Esistono diversi tipi di rilassamento, a partenza prevalentemente  mentale ( l’induzione di rilassamento si facilita mediante l’evocazione di immagini, suoni o sensazioni rilassanti), oppure prevalentemente su base muscolare  ( il rilassamento avviene mediante la riduzione della tensione in alcuni distretti corporei). In particolare il rilassamento muscolare progressivo (Jacobson) consiste nell’allenare il paziente a focalizzare la propria attenzione su una parte muscolare del proprio corpo, di aumentare un poco la tensione  e poi di lasciar andare la tensione muscolare specifica e poi di tutto il corpo. Con tale tecnica si può imparare una migliore gestione della propria tensione che può essere una manifestazione dello stato di ansia – pericolo percepito e generalizzare l’abilità all’ambito delle attività quotidiane.

 

Biofeedback

L’utilizzo della tecnica del biofeedback è iniziato negli anni ‘60. Consente alla persona di essere informata circa alcune funzioni del proprio corpo mediante rilevatori (es: sensori EMG che rilevano il segnale dei muscoli per misurare il grado di tensione muscolare, sensore del polso cardiaco, di attività psicogalvanica, ecc..). In sintesi: una informazione passa dal corpo alle apparecchiature di rilevazione e tradotta  alle orecchie (es.: un suono che varia di intebsità) o agli occhi (es.: intensità di luce o immagine su uno schermo) per poter favorire al cervello un nuovo modo di attivare - controllare - agire, al fine di favorire una maggiore consapevolezza corporea e, ove possibile attraverso un apprendimento, un maggiore autocontrollo. 
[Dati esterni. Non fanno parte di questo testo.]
PR #1672, opened 2017-11-27
Set direction of transceiver created by offerToReceive* option

### LINKED ISSUE #1640: offerToReceiveAudio/Video processing creates sendrecv transceivers
The spec says to behave as if addTransceiver was called, which by default uses "sendrecv". We should probably be creating a "recvonly" transceiver instead here.

adam-be:
Fixes #1640

### DIFF
--- a/webrtc.html
+++ b/webrtc.html
@@ -3284,39 +3284,59 @@ interface RTCPeerConnection : EventTarget  {
             <dl data-link-for="RTCOfferOptions" data-dfn-for="RTCOfferOptions" class="dictionary-members">
               <dt><dfn>offerToReceiveAudio</dfn> of type <span class="idlMemberType"><a>boolean</a></span></dt>
               <dd>
-                <p>
-                  Whenever this is given a non-false value, and the
-                  <code><a>RTCPeerConnection</a></code> has no non-stopped
-                  "sendrecv" or "recvonly" audio transceivers, createOffer()
-                  MUST as its first step invoke the equivalent of
-                  <code>addTransceiver("audio")</code> on the
-                  <code><a>RTCPeerConnection</a></code> object, except that this
-                  MUST NOT <a>Update the negotiation-needed flag</a>,  and,
-                  provided this does not fail, proceed with createOffer()'s
-                  regular steps.
-                </p>
-                <p>
-                  In all other situations, it will be disregarded.
-                </p>
+                <p>Offer to receive audio even though no audio will be sent.
+                When this dictionary member is present as an option to <a href=
+                "#dom-rtcpeerconnection-createoffer">createOffer</a>, run the
+                <a>offer to receive</a> steps with a <var>mediaType</var> of
+                "audio" instead of the regular <a href=
+                "#dom-rtcpeerconnection-createoffer">createOffer</a> steps.</p>
               </dd>
               <dt><dfn>offerToReceiveVideo</dfn> of type <span class="idlMemberType"><a>boolean</a></span></dt>
               <dd>
-                <p>
-                  Whenever this is given a non-false value, and the
-                  <code><a>RTCPeerConnection</a></code> has no non-stopped
-                  "sendrecv" or "recvonly" video transceivers, createOffer()
-                  MUST as its first step invoke the equivalent of
-                  <code>addTransceiver("video")</code> on the
-                  <code><a>RTCPeerConnection</a></code> object, except that this
-                  MUST NOT <a>Update the negotiation-needed flag</a>,  and,
-                  provided this does not fail, proceed with createOffer()'s
-                  regular steps.
-                </p>
-                <p>
-                  In all other situations, it will be disregarded.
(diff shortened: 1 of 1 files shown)


adam-be:
Test: https://github.com/w3c/web-platform-tests/pull/8450

webrtc.html
```diff
@@ -3284,39 +3284,59 @@ <h2>Attributes</h2>
...
+                <a>RTCPeerConnection</a></code> object.</p>
+              </li>
+              <li>
+                <p>If the value of the dictionary member is false, jump to the
+                step labeled <em>create offer</em>.</p>
+              </li>
+              <li>
+                <p>If <var>connection</var> has any stopped "sendrecv" or
+                "recvonly" transceivers of type <var>mediaType</var>, jump to
+                the step labeled <em>create offer</em>.</p>
```
jan-ivar: @adam-be This flips the logic from *"Whenever this ... has no* ***UN-stopped*** *... transceivers"*, to *"Whenever this ... has no* ***STOPPED*** *... transceivers"*. Seems wrong (out of scope for fixing https://github.com/w3c/webrtc-pc/issues/1640 at least).

jan-ivar: Found by running the [wpt test](https://github.com/w3c/web-platform-tests/pull/8450#issuecomment-348316922). 👍

adam-be: Good catch! Let's revert that language back to what it was.

webrtc.html
```diff
@@ -3284,39 +3284,59 @@ <h2>Attributes</h2>
...
+              <li>
+                <p>If <var>transceiver</var> is unset because the previous
+                operation threw an error, abort these steps.</p>
+              </li>
+              <li>
+                <p>Set <var>transceiver</var>'s <a>[[\Direction]]</a> slot to
+                "recvonly".</p>
+              </li>
+              <li>
+                <p><em>create offer:</em> Run the steps specified by <a href=
```
fippo: I am a bit late and probably nitpicking but... when calling `createOffer({offerToReceiveAudio: true, offerToReceiveVideo: true})` won't this only process offerToReceiveAudio before running the normal createOffer steps?

webrtc.html
```diff
@@ -3284,39 +3284,59 @@ <h2>Attributes</h2>
...
+                <p>Let <var>connection</var> be the current <code>
+                <a>RTCPeerConnection</a></code> object.</p>
+              </li>
+              <li>
+                <p>If the value of the dictionary member is false, jump to the
+                step labeled <em>create offer</em>.</p>
+              </li>
+              <li>
+                <p>If <var>connection</var> has any stopped "sendrecv" or
+                "recvonly" transceivers of type <var>mediaType</var>, jump to
```
fippo: how is the type of a transceiver defined? Both the transceivers sender and receiver have a kind but the transceiver itself does not. Might need an internal slot for the kind?

fippo: actually the kind is only guaranteed to be on transceiver.receiver.track

fippo: I think the correct thing to say here is the transceiver kind defined in http://w3c.github.io/webrtc-pc/#dfn-transceiver-kind

fippo: done in https://github.com/w3c/webrtc-pc/pull/1681

webrtc.html
```diff
@@ -3284,39 +3284,59 @@ <h2>Attributes</h2>
...
-                  <code>addTransceiver("audio")</code> on the
-                  <code><a>RTCPeerConnection</a></code> object, except that this
-                  MUST NOT <a>Update the negotiation-needed flag</a>,  and,
-                  provided this does not fail, proceed with createOffer()'s
-                  regular steps.
-                </p>
-                <p>
-                  In all other situations, it will be disregarded.
-                </p>
+                <p>Offer to receive audio even though no audio will be sent.
```
fippo: actually it does not. When you add a track and set offerToReceiveAudio: true audio will be sent. While this is helpful as a  rationale I'd suggest removing it.

adam-be: I just wanted a short descriptive line about what it does before we start defining the behavior. But I agree that it must be correct. Do you have a suggestion for a sentence?

webrtc.html
adam-be: True.

webrtc.html
fippo: i've removed it in #1683 after not being happy with all the "controls the receive behaviour" variants I came up with :-/

fippo: what about a short description at the beginning of the section? Also a good place to say "use transceivers instead" ;-)

adam-be: That probably works. I was thinking about some common section to make it easier to deal with the problem you mention here https://github.com/w3c/webrtc-pc/pull/1672/files#r155310994

webrtc.html
adam-be: Proposed fix #1686 for this.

Il biofeedback è utile ad esempio per favorire la riduzione della tensione muscolare specifiche, come nelle cefalee muscolo tensive, o di alcuni specifici distretti corporei, o una respirazione più profonda ed equilibrata, come negli attacchi di panico e in persone con scompenso cardiaco cronico. 

 

Allarme sonoro e pannolino (in inglese: Bell and Pad o Bed Wetting) 
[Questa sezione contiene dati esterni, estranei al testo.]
PR #1676, opened 2017-12-01
Editorial: Add jib as editor

adam-be:


webrtc.js
```diff
@@ -65,6 +65,9 @@ var respecConfig = {
     },
     { name: "Taylor Brandstetter", company: "Google",
       w3cid: "82908"
+    },
+    { name: "Jan-Ivar Bruaroey", company: "Mozilla",
```
alvestrand: Can we use ø here, or does he prefer to be Bruaroey?

adam-be: I took the same from the W3C records.

adam-be: @jan-ivar, any preference on this topic? :)

jan-ivar: I use Jan-Ivar Bruaroey.

PR #1678, opened 2017-12-04
remove idl comment about rtcpTransport being at risk

fippo:
the linebreak is confusing and without checking the source its not
clear that rtcpTransport is at risk and not getCapabilities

Per l’enuresi notturna (oltre i 6 anni di età) la terapia comportamentale comprende l’utilizzo di un segnalatore acustico che consente al bambino di svegliarsi alla fuoriuscita delle prime gocce di urina. In congiunzione al training minzionale e ad una prima valutazione generale con i genitori, l’allarme “contingente” notturno mira a stabilire un riflesso che non è ancora stato appreso dal bambino o dal giovane adulto. Tale addestramento consente progressivamente di migliorare la percezione dei segnali corporei che avvisano della necessità di svegliarsi e di recarsi in bagno e che nell’età adulta invece in condizioni di salute normale lo permettono.

 

Training di assertività

L’assertività consiste nella capacità relazionale di farsi rispettare senza ledere i diritti degli altri; è una valida e più funzionale alternativa all’attuazione di comportamenti aggressivi o passivi nelle relazioni. Nel training di assertività lo psicologo utilizza tecniche terapeutiche per aumentare le abilità del paziente nelle proprie relazioni, controllando i fattori disturbanti come la rabbia, l’ansia sociale o sentimenti di imbarazzo e impotenza. E’ utilizzato per migliorare l’efficacia della persona all’interno delle proprie quotidiane relazioni, ed evitare l’accumulo di stress e sentimenti negativi.

 

Training di problem solving

E’ un intervento finalizzato a sviluppare nel paziente le capacità di definire un problema, generare diverse alternative di soluzione e applicare poi quelle che risultano più promettenti. Può essere utilizzato per migliorare la gestione dello stress o per affrontare specifici problemi.